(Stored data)
-----
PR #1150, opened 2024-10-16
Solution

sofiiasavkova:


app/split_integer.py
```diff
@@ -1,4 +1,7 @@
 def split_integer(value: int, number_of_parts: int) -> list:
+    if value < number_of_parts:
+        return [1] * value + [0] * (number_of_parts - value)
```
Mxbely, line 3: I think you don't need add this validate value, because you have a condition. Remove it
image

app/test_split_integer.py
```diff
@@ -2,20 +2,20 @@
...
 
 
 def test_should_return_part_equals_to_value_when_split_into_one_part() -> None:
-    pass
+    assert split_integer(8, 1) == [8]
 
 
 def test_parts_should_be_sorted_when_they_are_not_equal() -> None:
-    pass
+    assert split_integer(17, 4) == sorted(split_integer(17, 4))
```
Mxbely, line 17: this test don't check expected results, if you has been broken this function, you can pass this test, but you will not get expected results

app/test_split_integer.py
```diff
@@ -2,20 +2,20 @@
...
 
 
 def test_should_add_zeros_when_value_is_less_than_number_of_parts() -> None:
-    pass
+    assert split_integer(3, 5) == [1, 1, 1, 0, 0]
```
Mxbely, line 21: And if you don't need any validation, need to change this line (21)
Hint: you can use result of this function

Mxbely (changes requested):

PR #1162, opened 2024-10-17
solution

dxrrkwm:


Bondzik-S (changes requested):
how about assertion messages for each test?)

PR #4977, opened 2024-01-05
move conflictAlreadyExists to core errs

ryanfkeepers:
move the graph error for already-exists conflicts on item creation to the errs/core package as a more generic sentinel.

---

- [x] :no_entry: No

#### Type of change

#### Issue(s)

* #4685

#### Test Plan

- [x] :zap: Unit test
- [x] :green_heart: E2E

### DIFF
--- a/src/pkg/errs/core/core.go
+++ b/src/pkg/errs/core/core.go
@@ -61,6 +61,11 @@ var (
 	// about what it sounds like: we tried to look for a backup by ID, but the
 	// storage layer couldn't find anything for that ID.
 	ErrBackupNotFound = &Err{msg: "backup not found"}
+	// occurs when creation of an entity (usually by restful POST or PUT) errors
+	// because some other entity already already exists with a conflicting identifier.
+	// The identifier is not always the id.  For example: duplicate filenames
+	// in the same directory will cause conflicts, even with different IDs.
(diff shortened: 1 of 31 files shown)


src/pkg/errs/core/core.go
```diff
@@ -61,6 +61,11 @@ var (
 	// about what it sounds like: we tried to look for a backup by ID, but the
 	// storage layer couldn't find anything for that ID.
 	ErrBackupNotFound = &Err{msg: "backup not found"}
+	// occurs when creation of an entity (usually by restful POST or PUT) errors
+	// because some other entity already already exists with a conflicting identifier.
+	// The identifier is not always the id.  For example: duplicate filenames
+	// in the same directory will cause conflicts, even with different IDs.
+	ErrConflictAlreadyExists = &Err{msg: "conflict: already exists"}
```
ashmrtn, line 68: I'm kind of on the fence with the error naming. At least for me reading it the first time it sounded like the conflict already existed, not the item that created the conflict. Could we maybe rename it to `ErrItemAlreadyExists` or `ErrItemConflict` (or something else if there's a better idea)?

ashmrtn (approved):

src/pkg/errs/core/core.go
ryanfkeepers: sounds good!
-----
** PROBLEM **
Among the records, find every line with the word "opened" and copy it.

** RESULT FOR THIS EXERCISE **
PR #1150, opened 2024-10-16
PR #1162, opened 2024-10-17
PR #4977, opened 2024-01-05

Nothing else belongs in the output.